A Psychology of the Miraculous

One, a woman named Debby Ogg struggled to explain, "There's a science from the inside as well as the outside." Debby, whose spontaneous remission from lymphoma ("It wasn't spontaneous," she emends, "I worked my ass off for it.") was the subject of a made-for-TV movie, says that she experienced episodes of a "floating, timeless" state of mind that had reminded her of childhood, like when "the sign for the town of Worcester was only ten minutes from our house, but getting there seemed like a whole day's trip."

A Submerged Memory

Many people described revisiting forgotten moments of childhood wholeness with unprecedented intensity. Peter Hettel, a Florida software engineer, was diagnosed with a deadly sarcoma in his sinus cavity. He had been offered a treatment so gruesome sounding that he refused. Instead, he drove to North Carolina to see an unorthodox therapist whose practice included "neurolinguistic programming." During his first session, Peter was suddenly plunged into a long-submerged memory.

"I was around six years old, living in the countryside. I'd woken up really early one morning, and there spread before me was a magical-looking field with dewdrops like diamonds, and a grazing deer with its breath smoking from the cold. What I remembered was this sense of newness, of infinite possibility. Suddenly I was in it again, just exactly. I felt like I was a different person, or a person I'd once been but had completely forgotten. I just burst out laughing."

Many ancient healing rituals seem to imply that the first turning point in the process of renewal is "becoming as a child again." Writes mythologist Joseph Campbell: The first step of regeneration is a retreat from the desperations of the wasteland to the magic of childhood. All the life-potentialities that we never managed to bring to adult realization, those other portions of ourself, are there; such golden seeds do not die."

In the Greek Asklepian temple, the patient would be clothed in white linen and wrapped like a child in swaddling clothes. Interestingly, the late Australian psychiatrist Ainslee Meares apparently obtained several documented and dramatic spontaneous remissions teaching patients with advanced cancers a meditation technique aimed at producing psychological "regression... a return to that state of affairs prior to the onset of the cancer... before things went wrong' " He postulated this return allowed the "self-righting" mechanisms of the body to again "come into play."

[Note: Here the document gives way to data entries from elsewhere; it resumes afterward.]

Issue #9635, opened 2020-08-26
Existing columns are mentioned as new when trying to import db to db


uslss:
#### System information: 
- Operating system (distribution) and version win 10
- DBeaver version 7.2.0

#### Connection specification:
- Database name and version SQLite, Postgres

#### Steps to reproduce, if exist:
1. Export table from sqlite to postgresql - New table is created in Postgresql
1. Start import from table that was created at step 1 to source table from step 1. - Table is mentioned as existing, but all the columns are shown as new (but they are existing) so the import ends with an error
![2020-08-26_15h31_45](https://user-images.githubusercontent.com/31996417/91304588-67ce7500-e7b2-11ea-98f1-59459bff471f.gif)

serge-rider:
This happens because PG keeps unquoted identifiers in lower case while SQLite keeps them in mixed case. DT wizard can't find corresponding columns in target table because it search for lower-case identifiers.

Solution: use case insensitive metadata search for SQLite.

mbelvadi2:
I'm seeing exactly this same problem when importing a tsv file into an existing sqlite table. Even though the import sequence knows the table is existing, and the column headers are in row one of the tsv, because their labels have different case, they show up as Create instead of existing.

akilovich:
This issue appears to be a duplicate of issue #9933 and is already resolved.

Issue #9933, opened 2020-10-01
Preview for export from statement doesn't work


kseniiaguzeeva:
#### System information: 
- Operating system (distribution) and version Win10
- DBeaver version 7.2.1

Steps:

Vivid recall of childhood memories is a characteristic of people rated highly hypnotizable. Psychologists S. C. Wilson and T. X. Barber found that such people were as children more likely to indulge in make-believe and retain into adulthood an ability to immerse themselves in fantasy, to "live in" the images they create. One woman in Wilson and Barber's study described having to wrap herself in blankets in her well-heated living room while watching the Siberian winter scene in Dr. Zhivago.

Such so-called mind-body plasticity is also a hallmark of the placebo response, and may be a key component in self-healing. Good placebo responders, says researcher Ian Wickramesekera, resemble good hypnotic subjects in their ability to shift out of "the critical, analytic mode of information processing. They will tend to be individuals who are prone to see conceptual or other relationships between events that seem randomly distributed to others. They will inhibit the interfering signals of doubt and skepticism."

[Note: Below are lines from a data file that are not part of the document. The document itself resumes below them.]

Issue #6289, opened 2019-07-16
Introduce InterSystems IRIS driver


evshvarov:
Hi dbeaver developers!
you already have InterSystems Caché support.
But InterSystems have introduced a new data platform InterSystems IRIS which has similar ODBC/JDBC driver.
IRIS is faster and has more capabilities.
Could you please add the support for IRIS?

IRIS Community verison on docker container could be found [here](https://hub.docker.com/_/intersystems-iris-data-platform)
Any questions could be discussed on InterSystems developers [forum](https://community.intersystems.com)

serge-rider:
It seems that JDBC driver is not available for public download (there is no Maven repo or some direct download link). Maybe you are aware of any community resource for that?

Of course we can just make users to download IRIS by themselves and then to configure driver manually but this is actually a blocker for many people :(

eduard93:
Here's [the driver](https://github.com/intersystems/quickstarts-multimodel-java/blob/master/lib/intersystems-jdbc-3.0.0.jar)

The schema is:
```
                <driver
                    id="iris"
                    label="InterSystems IRIS"
                    icon="icons/cache_icon.png"
                    iconBig="icons/cache_icon_big.png"
                    class="com.intersystems.jdbc.IRISDriver"
                    sampleURL="jdbc:IRIS://{host}:{port}/{database}"
                    defaultPort="51773"
                    webURL="http://www.intersystems.com/try/"
                    description="InterSystems IRIS Data Platform"
                    categories="sql,object">
                    <file type="jar" path="repo:/drivers/cache/CacheDB.jar"/>
                    <file type="license" path="repo:/drivers/cache/LICENSE.txt"/>
                </driver>
```

tom-dyar:
I am happy to make a pull request, if that is what is needed to get this in. If someone can list a concise set of changes that need to be made in addition to the xml snippet above, that would be very helpful. For example, where would we put the jar? I forked the repo, but that seems to have broken "maven package", which builds fine from the base repo. Do I need to develop in Eclipse? Thanks!

serge-rider:
We'll try include it in the next version.
XML config is enough, thanks.

tom-dyar:
That is great, thanks!!

tom-dyar:
We do have a new jar file, and wil be posting to maven at some point. Please do not use the jar linked above!

tom-dyar:
[...]

PR #10093, opened 2020-10-17
Simple InterSystems IRIS support

daimor:
Resolves the issue #6289

Replaced Cache driver with IRIS, as it's compatible.
InterSystems replaced Caché with a new product IRIS Data Platform.


serge-rider:
I don't think that replacing existing driver is a good idea. 
People may have existing connection configurations, they may be broken by such replacement.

It is intriguing to note how closely these descriptions tally with observations of the healers of the Africa's Kung Bushman tribe, who, Harvard anthropologist Richard Katz notes, have "easier access to a rich fantasy life and a primarily intuitive and emotional response, rather than a logical or rational one."

A Rising Heart

But Katz noticed another trait. The healers in the tribe, he says, seem to be more "emotionally labile. They are said to be more sga ku tsiu; that is, their 'heart rises' more, they are more 'expressive' or 'passionate.'" During the healing dance ceremonies in which participants attempt to raise within their bodies the "boiling energy" called num, the healers' emotions seemed to be "readily available and capable of quickly changing their intensity and content."

I and other researchers have been struck by a similar emotional lability among self-healers. In contrast to some notions that the healing path winds through verdant swards of peace and love, many patients described the unexpected welling-up of hidden reservoirs of anger—"like a volcano," said a former rheumatoid arthritis patient—which they associated with their unexpected recoveries. Several studies of exceptional cancer patients have confirmed such people are not infrequently "hostile, compulsive, and demanding."

Dr. Hans Schilder, a researcher at the Helen Dowling Institute of Psychosocial Medicine in Rotterdam, Holland, has noted similar characteristics in the seven spontaneous remission cases he has studied. Schilder, who sports a mop of blond hair, looks scarcely older than 17, and is lanky almost to the point of elongation, is attempting to identify specific psychological changes that might precede healing—searching, in effect, for a Tumor Necrosis Factor of the Mind.